▶ _Material provided_
== == ==
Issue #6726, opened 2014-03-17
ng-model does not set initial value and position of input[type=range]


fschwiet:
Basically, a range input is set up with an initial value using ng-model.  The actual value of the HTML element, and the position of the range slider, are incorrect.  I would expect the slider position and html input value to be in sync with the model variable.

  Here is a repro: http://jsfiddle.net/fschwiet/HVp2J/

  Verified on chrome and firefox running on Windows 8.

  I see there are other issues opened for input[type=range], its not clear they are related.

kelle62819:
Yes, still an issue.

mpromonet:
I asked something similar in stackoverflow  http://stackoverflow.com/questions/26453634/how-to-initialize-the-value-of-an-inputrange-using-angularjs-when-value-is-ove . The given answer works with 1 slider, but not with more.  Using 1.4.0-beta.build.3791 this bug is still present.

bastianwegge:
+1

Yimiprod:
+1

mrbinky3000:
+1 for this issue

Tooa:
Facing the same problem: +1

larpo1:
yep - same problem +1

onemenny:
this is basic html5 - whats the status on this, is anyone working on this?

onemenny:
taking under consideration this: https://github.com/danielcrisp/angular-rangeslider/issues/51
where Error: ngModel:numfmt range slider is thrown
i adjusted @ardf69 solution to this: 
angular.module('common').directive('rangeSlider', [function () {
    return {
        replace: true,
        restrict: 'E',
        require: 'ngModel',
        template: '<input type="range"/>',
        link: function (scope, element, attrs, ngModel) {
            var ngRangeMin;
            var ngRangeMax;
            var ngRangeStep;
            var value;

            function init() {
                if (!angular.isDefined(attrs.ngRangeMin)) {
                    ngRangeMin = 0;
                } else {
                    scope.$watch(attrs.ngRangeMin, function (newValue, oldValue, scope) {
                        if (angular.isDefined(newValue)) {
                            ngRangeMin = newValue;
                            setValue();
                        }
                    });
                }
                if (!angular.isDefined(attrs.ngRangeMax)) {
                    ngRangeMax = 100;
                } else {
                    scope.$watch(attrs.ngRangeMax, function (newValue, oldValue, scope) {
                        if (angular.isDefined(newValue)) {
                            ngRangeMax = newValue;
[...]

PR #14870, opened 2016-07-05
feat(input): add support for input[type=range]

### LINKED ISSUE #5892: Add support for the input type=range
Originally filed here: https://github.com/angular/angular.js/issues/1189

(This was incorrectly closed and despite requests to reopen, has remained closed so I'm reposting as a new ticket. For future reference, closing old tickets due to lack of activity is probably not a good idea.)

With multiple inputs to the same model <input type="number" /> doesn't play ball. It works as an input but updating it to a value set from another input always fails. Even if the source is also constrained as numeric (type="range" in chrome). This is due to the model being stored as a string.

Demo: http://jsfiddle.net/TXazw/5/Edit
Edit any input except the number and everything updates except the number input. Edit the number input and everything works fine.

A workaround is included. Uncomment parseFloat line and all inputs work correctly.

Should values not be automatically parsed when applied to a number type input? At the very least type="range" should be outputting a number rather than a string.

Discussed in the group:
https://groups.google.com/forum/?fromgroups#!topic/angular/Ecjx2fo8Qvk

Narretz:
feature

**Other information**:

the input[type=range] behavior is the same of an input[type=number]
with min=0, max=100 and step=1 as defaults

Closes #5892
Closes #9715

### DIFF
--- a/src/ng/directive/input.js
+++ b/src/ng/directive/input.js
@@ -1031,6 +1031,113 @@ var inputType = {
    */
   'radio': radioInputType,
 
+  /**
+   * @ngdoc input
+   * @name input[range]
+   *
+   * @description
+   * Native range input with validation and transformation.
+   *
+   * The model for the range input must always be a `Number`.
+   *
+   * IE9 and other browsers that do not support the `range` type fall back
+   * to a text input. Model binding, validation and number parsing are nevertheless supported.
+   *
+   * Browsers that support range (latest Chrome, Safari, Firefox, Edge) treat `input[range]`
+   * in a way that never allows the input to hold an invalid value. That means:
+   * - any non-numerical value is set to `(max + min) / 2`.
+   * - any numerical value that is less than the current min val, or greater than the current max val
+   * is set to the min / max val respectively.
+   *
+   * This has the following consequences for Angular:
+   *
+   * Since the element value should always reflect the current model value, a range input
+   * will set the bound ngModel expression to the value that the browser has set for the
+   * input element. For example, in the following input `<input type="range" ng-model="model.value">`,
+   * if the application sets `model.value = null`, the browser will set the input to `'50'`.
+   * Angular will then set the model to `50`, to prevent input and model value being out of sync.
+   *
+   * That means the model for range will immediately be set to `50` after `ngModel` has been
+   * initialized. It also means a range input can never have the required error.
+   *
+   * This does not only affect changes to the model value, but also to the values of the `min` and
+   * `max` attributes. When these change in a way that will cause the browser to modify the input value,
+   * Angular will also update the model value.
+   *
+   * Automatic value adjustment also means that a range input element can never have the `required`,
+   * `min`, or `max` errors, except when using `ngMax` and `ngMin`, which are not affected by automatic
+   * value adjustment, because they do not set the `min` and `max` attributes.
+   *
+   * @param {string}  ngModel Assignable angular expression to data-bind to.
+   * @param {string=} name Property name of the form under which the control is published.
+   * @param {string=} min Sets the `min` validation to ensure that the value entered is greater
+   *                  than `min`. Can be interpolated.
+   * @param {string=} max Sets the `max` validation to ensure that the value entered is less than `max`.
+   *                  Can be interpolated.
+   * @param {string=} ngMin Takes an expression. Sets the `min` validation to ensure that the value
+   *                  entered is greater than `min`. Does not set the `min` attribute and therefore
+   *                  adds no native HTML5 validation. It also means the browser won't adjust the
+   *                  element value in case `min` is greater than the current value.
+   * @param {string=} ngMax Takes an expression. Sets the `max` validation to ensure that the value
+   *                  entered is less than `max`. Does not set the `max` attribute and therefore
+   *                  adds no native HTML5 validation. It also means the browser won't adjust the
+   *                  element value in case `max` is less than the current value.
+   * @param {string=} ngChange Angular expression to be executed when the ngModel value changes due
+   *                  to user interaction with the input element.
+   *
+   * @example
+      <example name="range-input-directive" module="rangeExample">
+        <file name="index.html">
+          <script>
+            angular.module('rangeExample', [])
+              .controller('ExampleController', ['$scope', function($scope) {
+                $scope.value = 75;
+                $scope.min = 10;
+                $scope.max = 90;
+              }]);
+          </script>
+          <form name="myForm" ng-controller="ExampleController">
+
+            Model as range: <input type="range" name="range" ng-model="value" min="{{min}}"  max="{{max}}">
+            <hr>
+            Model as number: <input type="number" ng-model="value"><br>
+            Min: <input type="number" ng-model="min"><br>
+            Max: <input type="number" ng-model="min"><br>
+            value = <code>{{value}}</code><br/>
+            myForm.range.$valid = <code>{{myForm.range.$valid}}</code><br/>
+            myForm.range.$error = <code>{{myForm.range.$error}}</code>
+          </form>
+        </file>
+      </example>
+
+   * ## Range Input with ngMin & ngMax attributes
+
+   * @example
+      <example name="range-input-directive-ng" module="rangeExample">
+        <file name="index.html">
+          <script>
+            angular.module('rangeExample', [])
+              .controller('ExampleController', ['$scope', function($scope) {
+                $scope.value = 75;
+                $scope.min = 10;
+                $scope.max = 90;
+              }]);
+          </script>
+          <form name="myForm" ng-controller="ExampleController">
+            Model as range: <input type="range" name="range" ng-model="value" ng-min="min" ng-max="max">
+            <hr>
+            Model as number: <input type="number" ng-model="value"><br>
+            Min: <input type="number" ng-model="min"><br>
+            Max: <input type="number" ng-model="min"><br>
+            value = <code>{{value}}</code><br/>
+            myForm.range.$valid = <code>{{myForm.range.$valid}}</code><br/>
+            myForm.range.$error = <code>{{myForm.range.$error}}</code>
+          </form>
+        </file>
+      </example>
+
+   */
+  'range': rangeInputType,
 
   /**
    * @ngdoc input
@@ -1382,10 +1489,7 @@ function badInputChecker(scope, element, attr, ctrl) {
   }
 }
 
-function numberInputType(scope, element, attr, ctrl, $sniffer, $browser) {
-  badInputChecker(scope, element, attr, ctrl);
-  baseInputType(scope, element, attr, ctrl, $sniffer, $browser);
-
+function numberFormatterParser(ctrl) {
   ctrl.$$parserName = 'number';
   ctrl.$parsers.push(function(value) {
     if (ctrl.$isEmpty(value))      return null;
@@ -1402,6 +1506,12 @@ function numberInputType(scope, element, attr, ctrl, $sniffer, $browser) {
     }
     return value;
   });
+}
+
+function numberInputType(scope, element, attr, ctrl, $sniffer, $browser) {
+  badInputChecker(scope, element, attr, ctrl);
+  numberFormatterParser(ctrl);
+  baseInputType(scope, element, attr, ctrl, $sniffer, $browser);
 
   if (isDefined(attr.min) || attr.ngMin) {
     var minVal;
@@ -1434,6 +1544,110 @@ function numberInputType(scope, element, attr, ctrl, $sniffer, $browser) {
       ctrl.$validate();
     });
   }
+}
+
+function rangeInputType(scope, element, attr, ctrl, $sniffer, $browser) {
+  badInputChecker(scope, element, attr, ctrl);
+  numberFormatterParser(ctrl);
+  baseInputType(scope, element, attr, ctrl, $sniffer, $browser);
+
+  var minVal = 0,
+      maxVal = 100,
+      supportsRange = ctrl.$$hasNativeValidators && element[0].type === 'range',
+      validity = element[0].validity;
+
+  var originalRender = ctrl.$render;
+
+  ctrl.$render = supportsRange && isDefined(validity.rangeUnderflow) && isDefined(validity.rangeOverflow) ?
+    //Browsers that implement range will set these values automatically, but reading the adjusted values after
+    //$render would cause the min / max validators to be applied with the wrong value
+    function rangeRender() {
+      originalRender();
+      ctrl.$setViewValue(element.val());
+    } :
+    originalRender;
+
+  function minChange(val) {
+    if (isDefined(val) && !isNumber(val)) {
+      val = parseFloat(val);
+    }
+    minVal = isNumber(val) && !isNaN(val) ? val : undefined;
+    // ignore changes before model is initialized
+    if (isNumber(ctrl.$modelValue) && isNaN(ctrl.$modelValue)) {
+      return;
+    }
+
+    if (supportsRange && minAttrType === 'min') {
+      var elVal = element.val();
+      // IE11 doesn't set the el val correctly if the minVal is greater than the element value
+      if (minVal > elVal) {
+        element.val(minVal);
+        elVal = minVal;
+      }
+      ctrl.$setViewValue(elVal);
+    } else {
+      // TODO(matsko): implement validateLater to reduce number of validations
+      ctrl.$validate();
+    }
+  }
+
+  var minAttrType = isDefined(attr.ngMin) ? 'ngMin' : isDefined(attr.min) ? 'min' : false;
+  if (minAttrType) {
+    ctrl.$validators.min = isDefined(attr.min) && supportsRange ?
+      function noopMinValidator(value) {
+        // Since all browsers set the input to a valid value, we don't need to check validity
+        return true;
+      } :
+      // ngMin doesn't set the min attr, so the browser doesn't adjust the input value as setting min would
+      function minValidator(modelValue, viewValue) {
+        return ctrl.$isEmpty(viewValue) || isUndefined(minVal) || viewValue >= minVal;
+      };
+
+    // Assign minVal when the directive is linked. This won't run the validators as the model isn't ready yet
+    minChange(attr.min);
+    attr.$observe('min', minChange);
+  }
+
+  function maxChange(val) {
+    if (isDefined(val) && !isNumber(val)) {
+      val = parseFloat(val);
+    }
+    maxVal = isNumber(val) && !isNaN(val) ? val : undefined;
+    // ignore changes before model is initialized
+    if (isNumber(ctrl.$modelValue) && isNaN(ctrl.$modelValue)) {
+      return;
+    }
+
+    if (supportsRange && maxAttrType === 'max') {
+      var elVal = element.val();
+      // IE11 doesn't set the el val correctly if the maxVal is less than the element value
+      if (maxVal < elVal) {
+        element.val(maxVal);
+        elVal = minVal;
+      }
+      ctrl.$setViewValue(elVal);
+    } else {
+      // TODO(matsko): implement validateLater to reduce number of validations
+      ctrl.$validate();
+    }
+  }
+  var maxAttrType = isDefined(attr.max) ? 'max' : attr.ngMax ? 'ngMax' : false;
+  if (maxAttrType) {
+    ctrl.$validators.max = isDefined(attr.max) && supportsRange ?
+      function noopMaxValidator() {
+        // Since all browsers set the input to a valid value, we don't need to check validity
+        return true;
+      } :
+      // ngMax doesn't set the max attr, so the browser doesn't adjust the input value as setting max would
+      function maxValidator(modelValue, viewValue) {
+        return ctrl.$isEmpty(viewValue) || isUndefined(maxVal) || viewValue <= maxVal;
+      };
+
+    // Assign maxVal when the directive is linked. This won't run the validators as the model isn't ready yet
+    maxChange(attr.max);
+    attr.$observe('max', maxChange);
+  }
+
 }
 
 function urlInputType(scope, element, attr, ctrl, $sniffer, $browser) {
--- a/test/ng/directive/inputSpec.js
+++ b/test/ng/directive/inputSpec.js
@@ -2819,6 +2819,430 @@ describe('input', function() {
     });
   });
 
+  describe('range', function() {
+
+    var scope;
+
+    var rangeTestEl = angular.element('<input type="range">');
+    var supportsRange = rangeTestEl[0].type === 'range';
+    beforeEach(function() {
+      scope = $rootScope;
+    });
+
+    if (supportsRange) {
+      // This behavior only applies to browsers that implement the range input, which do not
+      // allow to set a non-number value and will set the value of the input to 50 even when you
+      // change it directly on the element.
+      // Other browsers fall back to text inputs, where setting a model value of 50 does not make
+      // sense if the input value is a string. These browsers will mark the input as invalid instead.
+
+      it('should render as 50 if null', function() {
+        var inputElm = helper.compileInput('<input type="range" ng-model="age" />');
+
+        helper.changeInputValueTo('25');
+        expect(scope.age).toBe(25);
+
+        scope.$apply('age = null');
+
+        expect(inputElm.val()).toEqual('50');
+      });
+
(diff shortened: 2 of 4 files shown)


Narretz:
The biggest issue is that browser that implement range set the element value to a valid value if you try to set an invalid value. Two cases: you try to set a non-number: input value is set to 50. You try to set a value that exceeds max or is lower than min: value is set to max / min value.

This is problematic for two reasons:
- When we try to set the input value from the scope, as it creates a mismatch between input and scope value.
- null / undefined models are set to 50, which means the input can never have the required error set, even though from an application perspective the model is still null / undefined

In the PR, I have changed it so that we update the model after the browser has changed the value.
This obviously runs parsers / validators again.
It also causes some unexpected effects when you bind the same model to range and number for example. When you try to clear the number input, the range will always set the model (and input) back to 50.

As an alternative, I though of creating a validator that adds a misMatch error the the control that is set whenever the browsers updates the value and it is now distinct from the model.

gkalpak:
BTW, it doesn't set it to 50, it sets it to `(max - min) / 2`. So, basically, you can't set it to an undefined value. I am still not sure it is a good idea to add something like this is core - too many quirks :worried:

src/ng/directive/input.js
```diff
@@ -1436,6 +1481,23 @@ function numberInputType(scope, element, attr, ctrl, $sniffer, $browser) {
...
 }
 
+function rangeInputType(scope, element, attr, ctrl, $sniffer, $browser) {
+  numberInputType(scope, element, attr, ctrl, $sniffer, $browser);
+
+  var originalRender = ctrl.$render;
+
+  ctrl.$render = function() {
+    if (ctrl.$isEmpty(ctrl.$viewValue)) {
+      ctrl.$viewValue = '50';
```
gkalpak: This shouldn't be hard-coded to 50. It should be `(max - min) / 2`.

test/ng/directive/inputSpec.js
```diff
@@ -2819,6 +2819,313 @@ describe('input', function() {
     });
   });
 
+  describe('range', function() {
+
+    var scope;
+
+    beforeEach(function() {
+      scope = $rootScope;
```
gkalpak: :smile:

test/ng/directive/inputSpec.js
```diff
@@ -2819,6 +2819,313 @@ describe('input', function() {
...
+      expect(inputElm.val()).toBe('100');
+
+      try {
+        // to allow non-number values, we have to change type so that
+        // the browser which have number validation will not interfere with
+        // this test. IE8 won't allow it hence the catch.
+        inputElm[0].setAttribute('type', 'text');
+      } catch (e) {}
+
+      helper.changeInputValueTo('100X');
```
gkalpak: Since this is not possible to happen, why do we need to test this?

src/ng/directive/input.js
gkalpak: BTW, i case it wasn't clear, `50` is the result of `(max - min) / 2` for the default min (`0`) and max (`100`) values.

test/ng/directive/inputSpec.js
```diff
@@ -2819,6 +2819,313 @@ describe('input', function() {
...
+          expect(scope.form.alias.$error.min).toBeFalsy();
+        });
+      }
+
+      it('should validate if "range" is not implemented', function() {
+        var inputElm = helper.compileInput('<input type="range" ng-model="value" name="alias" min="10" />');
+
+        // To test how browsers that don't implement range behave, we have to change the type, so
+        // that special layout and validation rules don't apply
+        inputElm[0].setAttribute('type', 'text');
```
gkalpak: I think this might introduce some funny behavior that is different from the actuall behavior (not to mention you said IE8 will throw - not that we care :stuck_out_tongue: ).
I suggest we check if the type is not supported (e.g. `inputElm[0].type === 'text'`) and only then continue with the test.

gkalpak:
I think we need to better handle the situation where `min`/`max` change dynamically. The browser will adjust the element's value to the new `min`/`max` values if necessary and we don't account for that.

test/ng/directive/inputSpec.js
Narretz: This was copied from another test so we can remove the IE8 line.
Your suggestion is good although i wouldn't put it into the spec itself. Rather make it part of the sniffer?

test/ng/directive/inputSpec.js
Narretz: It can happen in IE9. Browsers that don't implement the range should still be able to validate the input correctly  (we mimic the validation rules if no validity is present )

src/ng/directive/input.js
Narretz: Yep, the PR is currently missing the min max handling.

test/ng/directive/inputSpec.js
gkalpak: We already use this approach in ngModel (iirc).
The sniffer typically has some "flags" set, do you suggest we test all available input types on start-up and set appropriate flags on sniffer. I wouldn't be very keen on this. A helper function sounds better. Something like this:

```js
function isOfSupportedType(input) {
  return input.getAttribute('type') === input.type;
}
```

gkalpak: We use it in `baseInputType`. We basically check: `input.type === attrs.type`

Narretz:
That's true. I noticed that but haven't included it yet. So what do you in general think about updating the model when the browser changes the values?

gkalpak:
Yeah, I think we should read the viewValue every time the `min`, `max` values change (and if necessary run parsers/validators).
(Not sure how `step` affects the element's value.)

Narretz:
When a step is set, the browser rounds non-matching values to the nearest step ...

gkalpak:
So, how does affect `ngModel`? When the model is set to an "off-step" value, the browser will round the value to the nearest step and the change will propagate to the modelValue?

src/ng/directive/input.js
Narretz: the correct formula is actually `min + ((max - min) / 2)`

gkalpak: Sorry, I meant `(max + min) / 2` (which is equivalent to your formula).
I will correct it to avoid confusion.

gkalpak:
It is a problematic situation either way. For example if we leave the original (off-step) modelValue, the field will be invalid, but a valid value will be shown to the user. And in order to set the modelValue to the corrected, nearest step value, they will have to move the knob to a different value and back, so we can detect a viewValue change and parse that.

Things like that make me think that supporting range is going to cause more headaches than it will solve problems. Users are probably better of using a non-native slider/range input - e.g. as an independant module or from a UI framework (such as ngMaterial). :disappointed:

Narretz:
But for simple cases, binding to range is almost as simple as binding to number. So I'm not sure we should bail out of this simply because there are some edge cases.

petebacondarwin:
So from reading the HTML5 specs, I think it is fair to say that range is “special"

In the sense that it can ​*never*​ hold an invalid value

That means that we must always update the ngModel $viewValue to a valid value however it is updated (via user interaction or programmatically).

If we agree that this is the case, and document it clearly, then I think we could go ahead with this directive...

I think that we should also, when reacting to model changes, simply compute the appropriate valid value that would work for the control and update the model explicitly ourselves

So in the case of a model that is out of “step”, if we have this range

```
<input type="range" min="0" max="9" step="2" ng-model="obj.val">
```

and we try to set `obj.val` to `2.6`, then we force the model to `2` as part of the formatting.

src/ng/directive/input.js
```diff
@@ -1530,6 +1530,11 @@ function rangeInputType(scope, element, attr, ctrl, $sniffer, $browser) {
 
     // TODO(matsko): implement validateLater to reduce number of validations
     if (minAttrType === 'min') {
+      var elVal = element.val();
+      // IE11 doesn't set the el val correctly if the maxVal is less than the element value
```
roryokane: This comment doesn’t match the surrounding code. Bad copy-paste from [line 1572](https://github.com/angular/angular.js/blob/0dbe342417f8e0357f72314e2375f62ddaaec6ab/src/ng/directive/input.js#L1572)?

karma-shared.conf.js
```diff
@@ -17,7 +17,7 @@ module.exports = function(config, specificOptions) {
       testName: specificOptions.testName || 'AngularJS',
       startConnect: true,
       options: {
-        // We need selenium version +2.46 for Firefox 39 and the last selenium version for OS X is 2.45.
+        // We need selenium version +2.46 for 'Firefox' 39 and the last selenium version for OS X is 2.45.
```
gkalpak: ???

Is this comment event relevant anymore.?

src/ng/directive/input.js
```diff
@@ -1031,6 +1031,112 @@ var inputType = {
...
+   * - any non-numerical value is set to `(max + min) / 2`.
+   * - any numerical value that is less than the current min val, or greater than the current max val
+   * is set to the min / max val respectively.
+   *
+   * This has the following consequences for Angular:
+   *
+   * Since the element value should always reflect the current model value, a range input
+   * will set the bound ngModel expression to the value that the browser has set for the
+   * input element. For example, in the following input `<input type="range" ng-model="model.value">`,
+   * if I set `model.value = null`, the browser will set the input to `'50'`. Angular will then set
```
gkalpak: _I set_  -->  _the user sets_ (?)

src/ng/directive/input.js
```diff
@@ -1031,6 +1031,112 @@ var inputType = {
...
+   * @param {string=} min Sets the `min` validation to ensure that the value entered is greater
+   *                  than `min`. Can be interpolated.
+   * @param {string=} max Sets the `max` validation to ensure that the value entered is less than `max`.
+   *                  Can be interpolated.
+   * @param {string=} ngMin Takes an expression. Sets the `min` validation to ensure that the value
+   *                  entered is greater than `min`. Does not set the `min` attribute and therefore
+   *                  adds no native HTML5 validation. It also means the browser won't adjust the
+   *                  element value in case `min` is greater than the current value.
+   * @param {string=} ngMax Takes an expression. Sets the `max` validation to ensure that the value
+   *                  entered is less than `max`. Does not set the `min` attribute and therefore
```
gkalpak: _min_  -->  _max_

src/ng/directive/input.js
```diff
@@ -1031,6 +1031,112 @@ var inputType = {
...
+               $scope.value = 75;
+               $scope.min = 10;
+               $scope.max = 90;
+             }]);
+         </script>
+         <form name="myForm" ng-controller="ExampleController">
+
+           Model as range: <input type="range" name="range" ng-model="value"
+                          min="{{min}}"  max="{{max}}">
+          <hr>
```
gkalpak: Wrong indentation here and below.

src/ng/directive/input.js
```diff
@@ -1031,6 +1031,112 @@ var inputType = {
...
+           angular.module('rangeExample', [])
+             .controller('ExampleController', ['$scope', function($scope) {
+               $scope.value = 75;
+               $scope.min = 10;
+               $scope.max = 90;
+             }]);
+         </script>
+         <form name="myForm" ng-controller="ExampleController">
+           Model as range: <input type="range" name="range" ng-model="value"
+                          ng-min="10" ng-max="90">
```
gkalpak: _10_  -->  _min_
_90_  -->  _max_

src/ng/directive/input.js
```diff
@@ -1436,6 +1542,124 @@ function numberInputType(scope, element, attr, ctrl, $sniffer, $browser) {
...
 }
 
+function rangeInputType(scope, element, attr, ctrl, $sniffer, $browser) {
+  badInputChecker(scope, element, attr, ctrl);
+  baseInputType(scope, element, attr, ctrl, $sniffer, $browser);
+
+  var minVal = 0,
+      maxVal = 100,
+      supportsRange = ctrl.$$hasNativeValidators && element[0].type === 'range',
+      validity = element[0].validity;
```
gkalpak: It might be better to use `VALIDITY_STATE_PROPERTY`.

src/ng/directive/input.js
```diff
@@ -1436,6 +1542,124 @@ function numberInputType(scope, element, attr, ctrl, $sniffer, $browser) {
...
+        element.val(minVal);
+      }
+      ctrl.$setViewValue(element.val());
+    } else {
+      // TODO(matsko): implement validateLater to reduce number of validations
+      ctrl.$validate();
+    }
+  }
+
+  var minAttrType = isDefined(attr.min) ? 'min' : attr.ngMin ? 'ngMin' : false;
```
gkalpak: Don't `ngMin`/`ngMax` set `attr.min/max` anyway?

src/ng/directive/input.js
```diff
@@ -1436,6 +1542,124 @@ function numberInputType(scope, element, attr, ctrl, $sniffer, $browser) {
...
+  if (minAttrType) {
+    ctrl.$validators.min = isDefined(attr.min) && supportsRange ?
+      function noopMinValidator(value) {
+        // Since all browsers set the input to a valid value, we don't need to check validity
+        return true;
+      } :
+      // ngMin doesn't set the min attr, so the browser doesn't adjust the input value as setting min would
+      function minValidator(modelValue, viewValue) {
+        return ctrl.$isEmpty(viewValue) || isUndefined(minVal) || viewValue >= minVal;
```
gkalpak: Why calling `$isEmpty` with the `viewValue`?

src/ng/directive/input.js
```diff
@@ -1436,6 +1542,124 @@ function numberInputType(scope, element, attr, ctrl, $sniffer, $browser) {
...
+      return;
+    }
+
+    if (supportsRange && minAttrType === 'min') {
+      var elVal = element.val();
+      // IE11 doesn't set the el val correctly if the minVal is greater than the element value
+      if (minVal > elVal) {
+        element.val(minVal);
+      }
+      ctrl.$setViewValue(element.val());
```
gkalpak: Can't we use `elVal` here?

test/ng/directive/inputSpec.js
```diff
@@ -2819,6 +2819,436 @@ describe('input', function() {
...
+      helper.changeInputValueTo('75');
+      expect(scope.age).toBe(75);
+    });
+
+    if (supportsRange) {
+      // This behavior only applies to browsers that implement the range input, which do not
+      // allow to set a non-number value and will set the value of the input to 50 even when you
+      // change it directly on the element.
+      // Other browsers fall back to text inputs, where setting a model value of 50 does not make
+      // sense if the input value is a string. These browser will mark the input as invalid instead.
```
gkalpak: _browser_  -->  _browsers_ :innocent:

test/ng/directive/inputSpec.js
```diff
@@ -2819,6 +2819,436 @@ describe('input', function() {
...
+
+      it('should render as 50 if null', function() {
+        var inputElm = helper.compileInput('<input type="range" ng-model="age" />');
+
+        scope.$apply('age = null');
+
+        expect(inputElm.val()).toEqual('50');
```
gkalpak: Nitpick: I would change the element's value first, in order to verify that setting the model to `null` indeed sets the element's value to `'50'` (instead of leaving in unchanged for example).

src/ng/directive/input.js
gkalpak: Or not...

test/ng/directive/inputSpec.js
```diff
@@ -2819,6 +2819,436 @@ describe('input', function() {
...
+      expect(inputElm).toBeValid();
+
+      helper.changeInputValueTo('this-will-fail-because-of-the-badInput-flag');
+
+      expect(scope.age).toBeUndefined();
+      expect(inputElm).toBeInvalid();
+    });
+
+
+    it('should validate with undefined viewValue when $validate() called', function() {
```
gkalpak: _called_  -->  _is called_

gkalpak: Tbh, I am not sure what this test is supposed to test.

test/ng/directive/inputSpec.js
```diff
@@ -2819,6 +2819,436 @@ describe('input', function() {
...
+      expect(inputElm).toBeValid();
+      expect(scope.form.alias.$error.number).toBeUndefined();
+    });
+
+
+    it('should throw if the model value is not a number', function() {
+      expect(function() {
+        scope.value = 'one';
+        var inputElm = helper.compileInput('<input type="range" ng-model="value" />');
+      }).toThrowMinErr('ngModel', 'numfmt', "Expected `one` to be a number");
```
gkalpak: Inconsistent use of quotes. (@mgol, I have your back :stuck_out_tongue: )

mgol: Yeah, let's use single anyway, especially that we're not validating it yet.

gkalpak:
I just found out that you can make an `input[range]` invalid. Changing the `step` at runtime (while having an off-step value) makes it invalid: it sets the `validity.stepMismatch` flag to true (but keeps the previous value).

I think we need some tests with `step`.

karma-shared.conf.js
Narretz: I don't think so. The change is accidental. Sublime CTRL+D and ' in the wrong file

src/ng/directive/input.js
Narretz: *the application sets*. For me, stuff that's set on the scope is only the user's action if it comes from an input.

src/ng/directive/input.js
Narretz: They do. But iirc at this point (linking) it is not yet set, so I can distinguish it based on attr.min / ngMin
== == ==
▶ _Aim of the exercise_
From the listing above, return every line that contains the word "mgol".

▶ _Solution_
gkalpak: Inconsistent use of quotes. (@mgol, I have your back :stuck_out_tongue: )
mgol: Yeah, let's use single anyway, especially that we're not validating it yet.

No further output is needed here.